Она несколько раз повторила это глухое «никого», и, несмотря на то что вечер был жарким и душным, я вдруг ощутила поднимающийся из груди холодок, который быстро распространился по всему телу. Как будто воду в озере кто-то потревожил, взбаламутил илистое дно.
– Я вернулась в кровать, но уснуть в ту ночь так и не смогла. Несколько ночей все было спокойно, а потом – повторилось опять. Тоненький плач в моем подвале. Я решила не обращать внимания – приняла две таблетки снотворного, заткнула уши и отвернулась к стене. Кое-как уснула, но снились кошмары какие-то. Потом – снова несколько ночей покоя. И опять этот плач – только на сей раз плакали громче, настойчивее и как будто бы уже не в подвале, а на лесенке, у самого люка. Чтобы я слышала наверняка. Какая же чертовщина, Марьян! Приезжай, приезжай. Мне надо, чтобы ты это услышала.
– Конечно, приеду. Сегодня четверг, в субботу поеду на первой же электричке, встречай меня на станции!
Но в субботу никуда я не поехала. Потому что в пятницу вечером снова раздался звонок – определился номер мобильного Ольги, но голос на том конце трубки принадлежал мужчине. Некий Петр Иванович сообщил, что он – Олин сосед, и она каждый вечер приходила к нему покупать козье молоко, каждый вечер, ровно к шести, без опозданий. А сегодня – не пришла.

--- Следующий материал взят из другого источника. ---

PR #2289, opened 2021-04-13
[metering] Fix dependency issue in io.monitor bundle (#2288)

### LINKED ISSUE #2288: [metering] NoClassDefFoundError - mandatory transitive Micrometer dependencies missing
This has originally been reported in openhab-addons:
https://github.com/openhab/openhab-addons/issues/10515

The actual issue is located within the core, since the Metrics IO addon makes use of the MeterRegistryProvider provided by the core (org.openhab.core.io.monitor bundle). The Micrometer classes depend on a transitive dependency, which is only present in the Metrics IO addon, but not in the core bundle. 

The solution is to include mandatory transitive dependencies of Micrometer in the core bunde.

pravussum:
Fixes #2288. 

Signed-off-by: Robert Bach <openhab@mortalsilence.net>

### DIFF
--- a/bundles/org.openhab.core.io.monitor/bnd.bnd
+++ b/bundles/org.openhab.core.io.monitor/bnd.bnd
@@ -6,4 +6,6 @@ Import-Package: \
  org.osgi.service.*,\
  org.slf4j.*,\
  com.google.gson.*;version="[2.8,3)"
-Export-Package: io.micrometer.core.*
+Export-Package: io.micrometer.core.*;-split-package:=merge-first,\
+ org.HdrHistogram.*;-split-package:=merge-first,\
+ org.LatencyUtils.*;-split-package:=merge-first
--- a/bundles/org.openhab.core.io.monitor/pom.xml
+++ b/bundles/org.openhab.core.io.monitor/pom.xml
@@ -41,7 +41,7 @@
       <groupId>org.latencyutils</groupId>
       <artifactId>LatencyUtils</artifactId>
       <version>2.0.3</version>
-      <scope>runtime</scope>
+      <scope>compile</scope>
       <exclusions>
         <exclusion>
           <groupId>org.hdrhistogram</groupId>
--- a/bundles/org.openhab.core.io.monitor/pom.xml
+++ b/bundles/org.openhab.core.io.monitor/pom.xml
@@ -31,6 +31,24 @@
       <version>1.6.3</version>
       <scope>compile</scope>
     </dependency>
+    <dependency>
+      <groupId>org.hdrhistogram</groupId>
+      <artifactId>HdrHistogram</artifactId>
+      <version>2.1.12</version>
+      <scope>compile</scope>
+    </dependency>
+    <dependency>
+      <groupId>org.latencyutils</groupId>
+      <artifactId>LatencyUtils</artifactId>
+      <version>2.0.3</version>
+      <scope>runtime</scope>
+      <exclusions>
+        <exclusion>
+          <groupId>org.hdrhistogram</groupId>
+          <artifactId>HdrHistogram</artifactId>
+        </exclusion>
+      </exclusions>
+    </dependency>
   </dependencies>
 
   <build>
--- a/bundles/org.openhab.core.io.monitor/src/main/java/org/openhab/core/io/monitor/internal/metrics/RuleMetric.java
+++ b/bundles/org.openhab.core.io.monitor/src/main/java/org/openhab/core/io/monitor/internal/metrics/RuleMetric.java
@@ -16,6 +16,7 @@ import java.util.Collection;
 import java.util.Dictionary;
 import java.util.HashSet;
 import java.util.Hashtable;
+import java.util.Objects;
 import java.util.Set;
 
 import org.eclipse.jdt.annotation.Nullable;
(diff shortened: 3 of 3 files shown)


bundles/org.openhab.core.io.monitor/pom.xml
```diff
@@ -31,6 +31,24 @@
...
+      <groupId>org.hdrhistogram</groupId>
+      <artifactId>HdrHistogram</artifactId>
+      <version>2.1.12</version>
+      <scope>compile</scope>
+    </dependency>
+    <dependency>
+      <groupId>org.latencyutils</groupId>
+      <artifactId>LatencyUtils</artifactId>
+      <version>2.0.3</version>
+      <scope>runtime</scope>
```
kaikreuzer, line 44: Don't you need to add this to the Karaf feature to make the bundle is installed at runtime?

bundles/org.openhab.core.io.monitor/bnd.bnd
```diff
@@ -6,4 +6,6 @@ Import-Package: \
  org.osgi.service.*,\
  org.slf4j.*,\
  com.google.gson.*;version="[2.8,3)"
-Export-Package: io.micrometer.core.*
+Export-Package: io.micrometer.core.*;-split-package:=merge-first,\
```
kaikreuzer, line 9: What is the split-package good for?

bundles/org.openhab.core.io.monitor/bnd.bnd
```diff
@@ -6,4 +6,6 @@ Import-Package: \
...
+ org.HdrHistogram.*;-split-package:=merge-first,\
```
kaikreuzer, line 10: Are those libraries included in the bundle jar?

bundles/org.openhab.core.io.monitor/src/main/java/org/openhab/core/io/monitor/internal/metrics/RuleMetric.java
```diff
@@ -80,9 +81,9 @@ public void unbind() {
         if (meterRegistry == null) {
             return;
         }
-        for (Meter meter : meterRegistry.getMeters()) {
+        for (Meter meter : Objects.requireNonNull(meterRegistry).getMeters()) {
```
kaikreuzer, line 84: That's rather ugly. Can't you simply do a proper `else` case for the if-statement above and assign `meterRegistry` to a local variable to make the null checks happy?

kaikreuzer (changes requested):

bundles/org.openhab.core.io.monitor/bnd.bnd
pravussum: I added them because there was a warning in the bnd-maven plugin:
`Split package, multiple jars provide the same package` - thb I don't know where these duplicates originate from, I'm quite inexperienced with bnd/OSGI. 
The split-package directive basically just sets the default strategy explicitly and thus removes the warning, not really the root cause. Any advice appreciated.

bundles/org.openhab.core.io.monitor/bnd.bnd
pravussum: Yes.

bundles/org.openhab.core.io.monitor/src/main/java/org/openhab/core/io/monitor/internal/metrics/RuleMetric.java
pravussum: Unfortunately there is a clash with the io.micrometer.core.instrument.@NonNull annotation, which is not applicable to local variables. And this the least verbose variant of the whole class I got to compile without warnings.

kaikreuzer: No, that's not the problem. What I meant is https://github.com/pravussum/openhab-core/pull/1.

kaikreuzer: No, this is not the problem. What I meant is https://github.com/pravussum/openhab-core/pull/1.

bundles/org.openhab.core.io.monitor/bnd.bnd
kaikreuzer: > I don't know where these duplicates originate from

My assumption is that this is because the original jar is on the build path as well as the extracted classes - so bnd thinks that two different bundles provide this package. The setting should thus be useless at runtime. It only suppresses the warning at build time. Not sure if we should keep it for this.

@wborn As our bnd expert: Do you have any opinion here?

bundles/org.openhab.core.io.monitor/src/main/java/org/openhab/core/io/monitor/internal/metrics/RuleMetric.java
pravussum: Hm, I think I tried exactly that and got some compiler error/warning that forced me to change the Nullable annotations (that's why I mentioned them), but I don't get it anymore. Never mind, probably an environment issue - your changes are merged, thanks for the taking the effort!

kaikreuzer (approved):
Thanks! (build issue is unrelated to that PR)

Он подождал до половины седьмого, а потом решил, что закрутилась дачница, о времени забыла, и пошел к ней в дом, отнести банку с молоком. У Ольги было не заперто, он легко проник в дом. Но ее нигде не было – звал, звал, все без толку. Он сразу неладное почуял – дом выглядел так, словно хозяйка на секунду отошла. На столе – ноутбук и телефон, и сандалии ее у порога стоят. Петр Иванович прошел в дальнюю комнату, где Ольга спала, и обнаружил постель ее разобранной. На полу отсутствовал ковер, а люк, ведущий в подпол, был открыт.
Сосед спустился по шаткой деревянной лесенке. Ольга лежала внизу, лицом вверх, прижав руки к шее. Она умерла давно – должно быть, ночью – тело успело остыть, а на бледных щеках появились фиолетовые пятна.